So I had a bit of a mishap yesterday. My right hand is currently all bandaged up from a dish-washing accident, and I only have one other thing to say directly about the “how” of it: NEVER clean the inside of a glass with just a sponge. I certainly will never do that again. Just spend the few bucks and go get one of those wand things.
But the rest of this particular blog entry isn’t about that. More specifically, it’s about NOT that.
Yesterday morning, I had come full circle with a batch of songs I was working on. They are all tied up in a bow and ready for the next phase, and I couldn’t be more excited about them. Of course, I immediately started to panic in my mind. I need more songs! So I sat down with a pen and paper, and started making a shopping list of sorts. I need to cover some pretty specific ground with the next batch, and so I started outlining what I needed to sing about, along with some very vague ideas about tempos, moods, how to fit them into what already exists. Then I promptly put the notebook down, walked away, and forgot all about it. I never really write like that, so I thought it was just a way of distracting myself while making myself feel like I was doing something constructive.
Not ten minutes later, I’m writing a new song out of thin air. Completely new idea, fits right in, but still just in my head. Now cut to later that day, when my hand is all bandaged up and all I can think is, gee, I was really enjoying playing guitar all the time and writing so much. Not to mention all of the other normal things that you take for granted until you can’t do them.
My right thumb suffered the worst damage, so it’s totally wrapped up in gauze and tape like a mummy. After the day was done last night, I sat down and picked up my guitar. I’d already found that I could kind of type and negotiate the mouse on my computer, but I just needed to see what I could do, if anything. I threw my left hand onto the fretboard someplace I’d never really been, and just started moving my mummy thumb up and down across the strings. It was one of the spookiest sounds I’ve ever heard, and it fit perfectly with the lyrics I got earlier in the day before my hand got sliced up.
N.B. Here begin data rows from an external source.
PR #75, opened 2026-04-11
[GEMM] Optimize large widening f16 x390 kernel

Aaron-Hutchinson:
This effectively rewrites the `skl_gemm_4xm4x1_f16_f16_f32_zvfh_x390` kernel to provide better performance. The new version uses inline assembly with a 6xm4x12 tile size (so the `vfwmacc.vf`s are still done at LMUL=2) and preloads the A and B matrix values a few iterations in advance by making the scalar loads non-blocking with the ntl.p1 instruction.

My benchmarking showed a substantial performance boost, with the new version giving up to 80% improvement over the original kernel in certain cases.

Note that the `__asm__` statement for the main loop used an extremely long assembler template string, for which I had to locally suppress the following compiler warning:
```
error: string literal of length 6475 exceeds maximum length 4095 that ISO C99 compilers are required to support [-Werror,-Woverlength-strings]
```

### DIFF
--- a/src/gemm/rvv/gemm_f16_f16_f32_zvfh_x390.c
+++ b/src/gemm/rvv/gemm_f16_f16_f32_zvfh_x390.c
@@ -10,6 +10,12 @@
 
 #include "skl-common.h"
 
+#if defined(__riscv_zihintntl)
+#define NTL_P1 "ntl.p1 \n\t"
+#else
+#define NTL_P1
+#endif
+
 /**
  * @brief RVV float16 vector-matrix multiply with float32 output for row-major
  * matrices, tuned for X390.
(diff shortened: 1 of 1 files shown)


hdelassus (dismissed):
Thanks for this work! I can't say I haven't missed anything, but overall it looks good to go for me. 👌

src/gemm/rvv/gemm_f16_f16_f32_zvfh_x390.c
```diff
@@ -219,125 +225,777 @@ skl_gemm_1xm8x16_f16_f16_f32_zvfh_x390(size_t n, size_t k, float alpha,
...
+              [acc2] "+&vr"(acc2),
+              [acc3] "+&vr"(acc3),
+              [acc4] "+&vr"(acc4),
+              [acc5] "+&vr"(acc5),
+              [b_addr] "+&r"(b_addr),
+              [a_addr_1] "=r" (a_addr_1),
+              [a_addr_2] "=r" (a_addr_2),
+              [a_addr_3] "=r" (a_addr_3),
+              [a_addr_4] "=r" (a_addr_4),
+              [a_addr_5] "=r" (a_addr_5)
```
hdelassus: Shouldn't all of these be early-clobbered?

Aaron-Hutchinson: Good catch!

hdelassus (approved):
LGTM!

I set a timer for ten minutes this morning, and put a rough idea together for the rest of the music—even got a great working title. Now all I have to do is figure out how to make a version of my thumb sarcophagus that I can actually use when I play this song. Even if I’m lumbering forward like Boris Karloff, it seems like nothing is going to stop this unstoppable force that is happening right now. Which is fantastic news to the completely movable me.